Carles Puigdemont maniobra desde Waterloo para que el Govern se decante por esta segunda postura, un intento viable dadas sus acreditadas habilidades para construir un liderazgo populista, sentimental y dogmático alrededor de su figura: ha elegido dedocráticamente a su dócil sucesor, ha torpedeado cualquier aproximación a la Moncloa, ha fulminado a Marta Pascal… El instrumento para mantener su privilegiada posición se llama Crida Nacional per la República, un nuevo capítulo en la mercadotecnia postconvergente que responde a un doble objetivo: por un lado, asegurarse el control del PDeCAT (herido de muerte tras ser declarado mero sucesor de CDC en el caso del 3%), y por otro, lograr el sometimiento de ERC a sus intereses: si los republicanos se adhieren, Puigdemont conservará la sartén por el mango, y si no lo hacen, les acusará de dinamitar la unidad independentista, una amenaza que ya utilizó Artur Mas con Junts pel Sí cuando Junqueras le adelantaba en las encuestas. 

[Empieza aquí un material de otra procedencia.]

PR #3083, opened 2022-07-10
gpg-agent: set Environment to a list

NickCao:
### Description
In my specific setup, due to the merge of https://github.com/nix-community/home-manager/pull/3031, the environment variable `GTK2_RC_FILES` is no longer visible to `gpg-agent.service`, thus the `pinentry` it launches no longer follows the system gtk theme. In order to restore the previous behavior, I set
```nix
systemd.user.services.gpg-agent.Service.Environment = [ "GTK2_RC_FILES=${config.home.sessionVariables.GTK2_RC_FILES}" ];
```
However the `Environment` attr is a string instead of a list in the `gpg-agent` module, causing an evaluation failure. This change restores the possibility to set custom environment variables in this service.

### Checklist

    ```
    {component}: {description}

    {long description}
    ```

### DIFF
--- a/modules/services/gpg-agent.nix
+++ b/modules/services/gpg-agent.nix
@@ -271,7 +271,7 @@ in {
           ExecStart = "${gpgPkg}/bin/gpg-agent --supervised"
             + optionalString cfg.verbose " --verbose";
           ExecReload = "${gpgPkg}/bin/gpgconf --reload gpg-agent";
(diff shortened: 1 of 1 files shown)


rycee:
Thanks! Rebased to master in 1e66e035e18ca02d72ebbbc83e4e75fa0acdf1af.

Sea como fuere, es difícil imaginar una solución a este conflicto que no cumpla con tres requisitos ineludibles: diseño de una propuesta integradora que supere la política de trincheras, respeto escrupuloso de los procedimientos legalmente establecidos, y paso por las urnas para que una mayoría reforzada de catalanes refrende explícitamente la solución planteada. En mi opinión, sólo saldremos del laberinto si logramos desandar el enfermizo camino que hemos recorrido desde el cepillado y derogación parcial del Estatut, para así poder reconstruir un proyecto colectivo sobre cimientos compartidos. No nos queda otra.